# Automated Feature Selection

In this live lecture activity, we are going to consider the problem of how to write algorithms that automatically make reasonable choices about which features to include in machine learning models. There are many approaches to this problem, and we will look at just one. 

# How do we pick which columns?
(For project required to have one qualitative and two quantitative)

Idea 1: Try different combos of columns which you think are interesting based on exploratory data analysis

Idea 2: Try every possible combo of columns (that meets the requirements)

Idea 2 is good because it avoids the chance of overlooking something. Idea 2 is bad because on more complex data sets, there could be $N$ columns for $N>>>0$, and the number of possbile columns would be $N$ choose 3. Which is on the order of $N^3$. Which is massive!

Idea 1 has two advantages, faster, and possibly more interpretable



In today's lecture, we will do something in the middle. Our idea is as following

1) Pick one column at random and calculate a CV score.

2) Pick a new column at random, add it in and see if the CV scores improves. If so keep it (otherwise don't keep it).

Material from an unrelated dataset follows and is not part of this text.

Issue #2008, opened 2024-05-19
DoubleValue.setValue does not set stringValue


Qnzvna:
When using `setValue` on `DoubleValue` object only the `value` is set. The setter does not change `stringValue` which is then used in `toString` method.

3) Pick a random `active` column and remove it. See if CV score improves, if so keep it gone (otherwise leave it in).

4) Repeat 2 and 3 over and over a specified number of times 

## Grab and Prepare the Titanic Data

In [1]:
import pandas as pd
from matplotlib import pyplot as plt
import numpy as np

In [2]:
import urllib
def retrieve_data(url):
    """
    Retrieve a file from the specified url and save it in a local file 
    called data.csv. The intended values of url are:     
    """
    
    # grab the data and parse it
    filedata = urllib.request.urlopen(url) 
    to_write = filedata.read()
    
    # write to file
    with open("data.csv", "wb") as f:
        f.write(to_write)

retrieve_data("https://philchodrow.github.io/PIC16A/datasets/titanic.csv")
titanic = pd.read_csv("data.csv")

from sklearn import preprocessing
le = preprocessing.LabelEncoder()
titanic["Sex"] = le.fit_transform(titanic['Sex'])
titanic = titanic.drop(["Name"], axis = 1)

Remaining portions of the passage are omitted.